◆ **Extracted material**
PR #6569, opened 2026-02-10
Fail RTD doc on warning

RemiLehe:
Follow-up to https://github.com/BLAST-WarpX/warpx/pull/6560: as suggested by @lucafedeli88, it would be good to check for warnings from the documentation in CI

### DIFF
--- a/Docs/source/theory/intro.rst
+++ b/Docs/source/theory/intro.rst
@@ -3,7 +3,7 @@
 Overview
 ========
 
-.. _theory-pi:
+.. _theory-pic:
 
 WarpX simulates the **self-consistent** evolution of **particle species** (e.g., electrons, ions, etc.) in the presence of **electric and magnetic fields**.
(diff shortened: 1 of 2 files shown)


Docs/source/theory/intro.rst
```diff
@@ -3,7 +3,7 @@
 Overview
 ========
 
-.. _theory-pic:
+.. _theory-pi:
```
RemiLehe: Intentional typo, which should result in a warning. I will remove it.

EZoni:
It looks like it worked:

This is the beginning of the log:
Screenshot from 2026-02-10 09-36-05

And this is the end of the log:
Screenshot from 2026-02-10 09-57-19

EZoni:
Debugging might not be straightforward for every PR author depending on access to these details, but that's fine - we can delegate that to the maintainers.

Docs/source/theory/intro.rst
RemiLehe:
```suggestion
.. _theory-pic:
```

EZoni (approved):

◆ **Task objective**
Extract each entry in full and write it down exactly.

◆ **Result of the exercise**
PR #6569, opened 2026-02-10
Fail RTD doc on warning

RemiLehe:
Follow-up to https://github.com/BLAST-WarpX/warpx/pull/6560: as suggested by @lucafedeli88, it would be good to check for warnings from the documentation in CI

### DIFF
--- a/Docs/source/theory/intro.rst
+++ b/Docs/source/theory/intro.rst
@@ -3,7 +3,7 @@
 Overview
 ========
 
-.. _theory-pi:
+.. _theory-pic:
 
 WarpX simulates the **self-consistent** evolution of **particle species** (e.g., electrons, ions, etc.) in the presence of **electric and magnetic fields**.
(diff shortened: 1 of 2 files shown)


Docs/source/theory/intro.rst
```diff
@@ -3,7 +3,7 @@
 Overview
 ========
 
-.. _theory-pic:
+.. _theory-pi:
```
RemiLehe: Intentional typo, which should result in a warning. I will remove it.

EZoni:
It looks like it worked:

This is the beginning of the log:
Screenshot from 2026-02-10 09-36-05

And this is the end of the log:
Screenshot from 2026-02-10 09-57-19

EZoni:
Debugging might not be straightforward for every PR author depending on access to these details, but that's fine - we can delegate that to the maintainers.

Docs/source/theory/intro.rst
RemiLehe:
```suggestion
.. _theory-pic:
```

EZoni (approved):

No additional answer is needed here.